Before Michael Crichton utilized and popularized the word ‘raptor’ for certain carnivorous dinosaurs – i.e., deinonychus and co. – it was used to define modern birds of prey: eagles, hawks, falcons and owls, to name a few. Even in this capacity, the term was not very proper – all of those avians (avian dinosaurs?) are not very closely related to each other; already, in the 20th century people realized that owls were a group onto themselves, separate from the rest of birds of prey, and by now – 2019 – people have reclassified the birds of prey into several separate families and genera, so by now the word ‘raptor’ is used primarily for carnivorous dinosaurs such as deinonychus, utahraptor, and dromaeosaurus, and not for any of modern birds. That said, while the term ‘raptor’ is no longer truly appropriate for any of the modern birds, the various birds of prey, (including the owls), have several shared characteristics, with the carnivorous way of life being the most obvious one. There are some exceptions, but ‘exceptions’ is the key word here – all birds of prey eat meat in one capacity or another, and as such they all have talons on their legs and hooked beaks. The cassowaries do not have that. Their ‘killer claw’ is actually a…specialized but primitive characteristic, as far as the ratites go.

Here is the thing. Ratites evolved as herbivorous animals… okay, birds. There were flightless carnivorous birds – the terror birds – but they were not related to the ratites; it is somewhat hard to establish just who their relatives are, but most scientists claim that it is the seriema, a family of South American birds; initially, they were considered to be relatives of cranes and the like, but now scientists believe that they connect the terror birds to such modern avians as the parrots, the falcons, and the passerines instead. (Yes, the falcons are not very closely related to other birds of prey such as the hawks and the eagles – live with it).
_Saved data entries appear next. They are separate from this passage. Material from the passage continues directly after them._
PR #1713, opened 2021-09-23
Gh1490 deadlines issue

### LINKED ISSUE #1490: Aggegate bonded - Failure_Core_Future_Deadline

bassemmagdy:
- fixes #1490 by finding the time difference between local machine and server and then use it to create the deadline object

### DIFF
--- a/src/services/TransactionCommand.ts
+++ b/src/services/TransactionCommand.ts
@@ -34,6 +34,7 @@ import { Observable, of } from 'rxjs';
 import { AccountTransactionSigner, TransactionAnnouncerService, TransactionSigner } from '@/services/TransactionAnnouncerService';
 import { BroadcastResult } from '@/core/transactions/BroadcastResult';
 import { flatMap, map } from 'rxjs/operators';
+import { AppStore } from '@/app/AppStore';
 
 export enum TransactionCommandMode {
     SIMPLE = 'SIMPLE',
@@ -143,7 +144,7 @@ export class TransactionCommand {
             if (this.mode === TransactionCommandMode.AGGREGATE) {
                 const aggregate = this.calculateSuggestedMaxFee(
                     AggregateTransaction.createComplete(
-                        Deadline.create(this.epochAdjustment),
+                        this.createDeadline(this.epochAdjustment),
                         this.stageTransactions.map((t) => t.toAggregate(currentSigner)),
                         this.networkType,
                         [],
@@ -222,5 +223,13 @@ export class TransactionCommand {
             return fees || this.networkConfiguration.defaultDynamicFeeMultiplier;
         }
         return undefined;
+    }
+    protected createDeadline(deadlineInHours = 2): Deadline {
+        const deadline = Deadline.create(this.epochAdjustment, deadlineInHours);
+        const clientServerTimeDifference = AppStore.getters['network/clientServerTimeDifference'];
+        if (clientServerTimeDifference >= 0) {
+            return Deadline.createFromAdjustedValue(deadline.adjustedValue + clientServerTimeDifference);
+        }
+        return Deadline.createFromAdjustedValue(deadline.adjustedValue - clientServerTimeDifference);
     }
 }
--- a/src/services/TransactionCommand.ts
+++ b/src/services/TransactionCommand.ts
@@ -159,19 +159,13 @@ export class TransactionCommand {
                 });
 
                 const aggregate = this.calculateSuggestedMaxFee(
-                    AggregateTransaction.createBonded(
-                        Deadline.create(this.epochAdjustment, 48),
-                        signedInnerTransactions,
-                        this.networkType,
-                        [],
-                        maxFee,
-                    ),
+                    AggregateTransaction.createBonded(this.createDeadline(48), signedInnerTransactions, this.networkType, [], maxFee),
                 );
                 return account.signTransaction(aggregate, this.generationHash).pipe(
                     map((signedAggregateTransaction) => {
                         const hashLock = this.calculateSuggestedMaxFee(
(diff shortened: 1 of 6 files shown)


src/services/TransactionCommand.ts
```diff
@@ -223,4 +224,12 @@ export class TransactionCommand {
         }
         return undefined;
     }
+    protected createDeadline(deadlineInHours = 2): Deadline {
+        const deadline = Deadline.create(this.epochAdjustment, deadlineInHours);
+        const clientServerTimeDifference = AppStore.getters['network/clientServerTimeDifference'];
+        if (clientServerTimeDifference >= 0) {
+            return Deadline.createFromAdjustedValue(deadline.adjustedValue + clientServerTimeDifference);
+        }
+        return Deadline.createFromAdjustedValue(deadline.adjustedValue - clientServerTimeDifference);
```
yilmazbahadir, line 233: I think we don't need this check, just return it as below? If `clientServerTimeDifference`is negative it'll be a subtraction if positive then addition, right?

```
return Deadline.createFromAdjustedValue(deadline.adjustedValue + clientServerTimeDifference);
```

src/views/modals/ModalTransactionConfirmation/ModalTransactionConfirmationTs.ts
```diff
@@ -948,4 +950,11 @@ export class ModalTransactionConfirmationTs extends Vue {
         // // pre-store selected harvesting node in local
         this.saveHarvestingNode(accountAddress, this.command.formItems.nodeModel);
     }
+    protected createDeadline(deadlineInHours = 2): Deadline {
+        const deadline = Deadline.create(this.epochAdjustment, deadlineInHours);
+        if (this.clientServerTimeDifference >= 0) {
+            return Deadline.createFromAdjustedValue(deadline.adjustedValue + this.clientServerTimeDifference);
+        }
+        return Deadline.createFromAdjustedValue(deadline.adjustedValue - this.clientServerTimeDifference);
+    }
```
yilmazbahadir, line 959: same

src/store/Network.ts
```diff
@@ -538,6 +547,14 @@ export default {
             const peerNodes: NodeInfo[] = await nodeRepository.getNodePeers().toPromise();
             commit('peerNodes', _.uniqBy(peerNodes, 'host'));
         },
+        async SET_CLIENT_SERVER_TIME_DIFFERENCE({ getters, commit }) {
+            const repositoryFactory: RepositoryFactory = getters['repositoryFactory'] as RepositoryFactory;
```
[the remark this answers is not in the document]
yilmazbahadir: I think, in terms of efficiency, I'd probably go as you described. But I can't say his method is incorrect, I guess he preferred to create a couple of Deadline objects to calculate time offset, the downside is, it's adding an overhead.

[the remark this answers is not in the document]
cryptoBeliever: That's why I thought in this it will be easier to understand. Just proposition anyway :+1:

src/views/forms/FormTransactionBase/FormTransactionBase.ts
```diff
@@ -177,14 +180,19 @@ export class FormTransactionBase extends Vue {
...
     }
 
     /**
      * it creates the deadlines for the transactions.
      */
-    protected createDeadline(): Deadline {
-        return Deadline.create(this.epochAdjustment);
+    protected createDeadline(deadlineInHours = 2): Deadline {
+        const deadline = Deadline.create(this.epochAdjustment, deadlineInHours);
+        if (this.clientServerTimeDifference >= 0) {
```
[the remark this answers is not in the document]
yilmazbahadir: going to fix this one @bassemmagdy ?

yilmazbahadir (approved):

cryptoBeliever:
@bassemmagdy there is something wrong with the deadline for aggregate complete when creating mosaics:
https://share.getcloudapp.com/Qwu51glk

src/services/TransactionCommand.ts
```diff
@@ -143,7 +144,7 @@ export class TransactionCommand {
             if (this.mode === TransactionCommandMode.AGGREGATE) {
                 const aggregate = this.calculateSuggestedMaxFee(
                     AggregateTransaction.createComplete(
-                        Deadline.create(this.epochAdjustment),
+                        this.createDeadline(this.epochAdjustment),
```
cryptoBeliever, line 147: This line is wrong.

cryptoBeliever: Should be this.createDeadline()

cryptoBeliever:
Offline transactions now crashing with error from OfflineRepositoryFactory:

```
Requesting offline epoch adjustment and it's not implemented 
```

and next:

```
Uncaught (in promise) TypeError: Cannot read property 'toPromise' of undefined
    at Function.eval (DeadlineService.js?4f5e:85)
    at Generator.next (<anonymous>)
    at eval (DeadlineService.js?4f5e:23)
    at new Promise (<anonymous>)
    at __awaiter (DeadlineService.js?4f5e:19)
    at Function.create (DeadlineService.js?4f5e:84)
    at _callee13$ (Network.ts?a6d1:553)
    at tryCatch (runtime.js?96cf:63)
    at Generator.invoke [as _invoke] (runtime.js?96cf:294)
    at Generator.eval [as next] (runtime.js?96cf:119)

```
video: https://share.getcloudapp.com/Z4uj8OeY

cryptoBeliever:
All issues fixed :+1:

yilmazbahadir (approved):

The ratites have nothing to do with them; their closest flying relative is the tinamou – a different order of South American birds; they are this continent’s analog of the game birds of the rest of the world – but we digress.

The point is that the ratites evolved from an ancestor that resembled a tinamou closely and the various gamebirds superficially, and was never a pure carnivore at all. At best it was an omnivore, but aside from the kiwis, (which are very specialized birds, when you think about it), most ratites prefer to eat plant matter to animal. This includes the cassowaries, which eat primarily fallen fruits, (not unlike many other jungle bird species), not animal matter, as deinonychus and its’ relatives did – and on the other hand, they are smaller and weaker than the African ostrich is, (proportionally speaking), and also are less efficient runners than the ostrich. The African ostrich is the only modern bird, (I think) that has only two toes on each foot. This makes the African ostrich the bird version of the modern horse, donkey and zebra – an open-spaces running specialist, who had sacrificed manual dexterity for speed. Horses, donkeys and zebras are much less ecologically flexible than the antelopes are, for comparison, and the ratites are also less flexible than the flying birds are.

…However, ratites themselves are a varied bag, they consist of several families, and if the African ostrich is the most derived of them all, then the rest of them are less so. This includes the cassowaries, which are the biggest jungle-dwelling ratites (and probably the biggest jungle-dwelling birds, period). They may be big as some of the bigger mammals, (include modern humans and wild boar), and they can take care of themselves, (theoretically), but they are nowhere near as formidable as the ‘true’ raptors of the Mesozoic had been, and they probably do need human help and intervention, if they are to survive the 21st century and beyond. Of course, there is also the matter of how to do it – begin to exterminate all of non-native Australian mammals? This was once tried with rabbits – not the most formidable members of that bunch. The result was an epic fail for humans, so obviously something different must be tried – but what? So far, there is no idea, but then again, if there were, then real life would not suck so badly, now would it?

…Well, this is it for now, see you all soon!